“The society which has abolished every kind of adventure makes its own abolition the only possible adventure.” Paris, May 1968


Saturday, 17 March 2012

Rural reflections.

I must admit to being no great lover of gastropubs Far too many good boozers, especially in country districts, have been turned into restaurants in all but name and watching the chattering classes eating their dinner is not my idea of pub entertainment. The one wonderful exception is the forager (I dare say you can get a degree in it) and the pub chef who joined forces to persuade the punters that eating road kill ticked all the right fashionable green boxes. The Home Counties middle class tucking into half putrid badger is something that I reckon I would pay good money to watch.

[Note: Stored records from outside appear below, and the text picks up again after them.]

Issue #1539, opened 2019-06-05
refactor tpm interface


williamcroberts:
The work on #1193 ended up with us making a tpm2.c file that contains all the ESYS calls and performs all the tool_rc (name may change) conversions. However, it's still a raw interface. If you look at things like tpm2_policy.c, there is a lot of code like this:
```C
tool_rc tpm2_policy_build_policylocality(ESYS_CONTEXT *ectx,
    tpm2_session *session, TPMA_LOCALITY locality) {

    ESYS_TR handle = tpm2_session_get_handle(session);

    return tpm2_policy_locality(ectx, handle,
                    ESYS_TR_NONE, ESYS_TR_NONE, ESYS_TR_NONE, locality);
}
```
With #1045, the auth and object models get collapsed, and thus a tpm object should contain the tpm2_session *. We can use this idiom to refactor the tpm interface to hide:

1. Only expose session handles required, perhaps not all 3.
2. For commands that take objects, pass the object and hide the session params.

Their are probably other refactorings that can be done to simplify and collapse tool code.

PR #1546, opened 2019-06-09
Refactor activate credential

idesai:
1. Decouples activatecredential  hardcoded auth method of using policysecret to satisfy TPM2_RH_Endorsement auth.

2. Better variable names to align with the spec language.

3. Progresses: #1539

### DIFF
--- a/lib/tpm2.c
+++ b/lib/tpm2.c
@@ -861,6 +861,53 @@ tool_rc tpm2_tr_set_auth(
     return tool_rc_success;
 }
 
+tool_rc tpm2_activatecredential(
+        ESYS_CONTEXT *esysContext,
+        tpm2_loaded_object *activatehandleobj,
+        tpm2_loaded_object *keyhandleobj,
+        const TPM2B_ID_OBJECT *credentialBlob,
+        const TPM2B_ENCRYPTED_SECRET *secret,
+        TPM2B_DIGEST **certInfo) {
+
+    ESYS_TR keyobj_session_handle = ESYS_TR_NONE;
+    tool_rc rc = tpm2_auth_util_get_shandle(
+                        esysContext,
+                        keyhandleobj->tr_handle,
+                        keyhandleobj->session,
+                        &keyobj_session_handle); //shandle1
+    if (rc != tool_rc_success) {
+        return rc;
+    }
+
+    ESYS_TR activateobj_session_handle = ESYS_TR_NONE;
+    rc = tpm2_auth_util_get_shandle(
+                esysContext,
+                activatehandleobj->tr_handle,
+                activatehandleobj->session,
+                &activateobj_session_handle); //shandle2
+    if (rc != tool_rc_success) {
+        return rc;
+    }
+
+    TSS2_RC rval = Esys_ActivateCredential(
+                    esysContext,
+                    activatehandleobj->tr_handle,
+                    keyhandleobj->tr_handle,
+                    activateobj_session_handle,
+                    keyobj_session_handle,
+                    ESYS_TR_NONE,
+                    credentialBlob,
+                    secret,
+                    certInfo);
+    if (rval != TPM2_RC_SUCCESS) {
+        LOG_PERR(Esys_ActivateCredential, rval);
+        rc = tool_rc_from_tpm(rval);
+        return rc;
+    }
+
+    return tool_rc_success;
+}
+
 tool_rc tpm2_create(
         ESYS_CONTEXT *esysContext,
         tpm2_loaded_object *parent_obj,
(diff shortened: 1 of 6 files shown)


man/tpm2_activatecredential.1.md
```diff
@@ -13,47 +13,49 @@ key.
...
-    _KEY\_CONTEXT\_OBJECT_.
     Passwords should follow the "authorization formatting standards", see
     section "Authorization Formatting".
 
-  * **-E**, **\--auth-endorse**=_ENDORSE\_PASSWORD_:
+  * **-E**, **\--keyhandle-auth**=_AUTH\_VALUE_:
 
-    The endorsement authorization value, optional. Follows the same formatting
-    guidelines as the key authorization option **-P**.
+    Typically endorsement authorization value, optional. Follows the same
```
williamcroberts: Typically? When is it not?

tools/tpm2_activatecredential.c
```diff
@@ -24,30 +25,26 @@
...
-
     struct {
-        char *auth_str;
-        tpm2_session *session;
-        const char *ctx_arg;
-    } key;
+        const char *ctx_path;
+        const char *auth_str;
+        tpm2_loaded_object object;
+    } keyhandle; //Typically EK
```
williamcroberts: this more than just the keyhandle, isn't it the key itself?

tools/tpm2_activatecredential.c
```diff
@@ -24,30 +25,26 @@
...
 
     struct {
-        char *auth_str;
-        tpm2_session *session;
-    } endorse;
+        const char *ctx_path;
+        const char *auth_str;
+        tpm2_loaded_object object;
+    } activatehandle; //Typically AK
```
williamcroberts: again more than a handle, name it based on the object it represents not the item it represents, that's what the struct members are for.

lib/tpm2.c
```diff
@@ -861,6 +861,53 @@ tool_rc tpm2_tr_set_auth(
...
+tool_rc tpm2_activatecredential(
+        ESYS_CONTEXT *esysContext,
+        tpm2_loaded_object *activatehandleobj,
+        tpm2_loaded_object *keyhandleobj,
+        const TPM2B_ID_OBJECT *credentialBlob,
+        const TPM2B_ENCRYPTED_SECRET *secret,
+        TPM2B_DIGEST **certInfo) {
+
+    ESYS_TR keyobj_session_handle = ESYS_TR_NONE;
+    tool_rc tmp_rc = tpm2_auth_util_get_shandle(
```
williamcroberts: if you never have an rc, you don't need a tmp_rc as it's used elsewhere. When you have a tmp_rc it's usually because you only want to assign to rc on failure and goto a label that returns rc. In short, rename this to rc.

tools/tpm2_activatecredential.c
idesai: The idea was to rename the variables verbatim as in the spec. Yes it is the key itself. Should it instead be called "keyhandle_obj" and "activatehandle_obj"?

man/tpm2_activatecredential.1.md
```diff
@@ -13,47 +13,49 @@ key.
 
 # DESCRIPTION
 
-**tpm2_activatecredential**(1) -  Verify that the given content is protected
-with given key handle for given handle, and then decrypt and return the secret,
-if any password option is missing, assume NULL. Currently only support using
-TCG profile compliant EK as the key handle.
+**tpm2_activatecredential**(1) -  This command enables the association of a
+credential with an object in a way that ensures that the TPM has validated the
+parameters of the credentialed object. If any password option is missing, assume
```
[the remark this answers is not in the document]
idesai: Adding this to the description in the md
`In an attestation scheme , this guarantees the registrar that
the attestation key belongs to the TPM with a qualified parent key in the TPM`

man/tpm2_activatecredential.1.md
idesai: Reverted to previous definition

tools/tpm2_activatecredential.c
idesai: activatehandle_obj?

lib/tpm2.c
idesai: fixed

tools/tpm2_activatecredential.c
williamcroberts: If the spec isn't descriptive or doesn't add clarity, then I would stay away from following it.

idesai: SGTM and so then I will rename it to:
activatehandle --> credentialed_obj
keyhandle --> credential_key
I will update the options and man as well.

idesai:
@williamcroberts closing this one and merging the commits here with PR #1548.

Not, I hasten to add, is there anything wrong with foraging. Anyone who has picked a few blackberries down a summer lane can claim to be a forager. Certainly our original 1970's copy of Richard Maybey's Food For Free remains a treasured possession and my sloe gin will stand up to any one's. Not only foraging, but hunting for the pot as well, are perhaps the last remnants of an earlier, some would say more authentic life. Most shooting in this country consists of bagging reared and vertualy tame pheasants as a form of corporate entertainment. It's a wasteful and completely unjustifiable pastime that has nothing at all to do with the time honoured skill of hunting for the pot. The pheasant is a quarry best shot from it's roost with an air rifle by moonlight. Apart from nicking the odd pheasant, the fields are alive with good meat in the form of rabbits. At one time the youth of this nation would be out at the weekend and, armed with guns, ferrets and an assortment of dodgy looking canine companions, would go in pursuit of coney for dinner. There is nothing wrong with skateboarding, video games or looting Footlocker - but there's a lot to be said for poaching.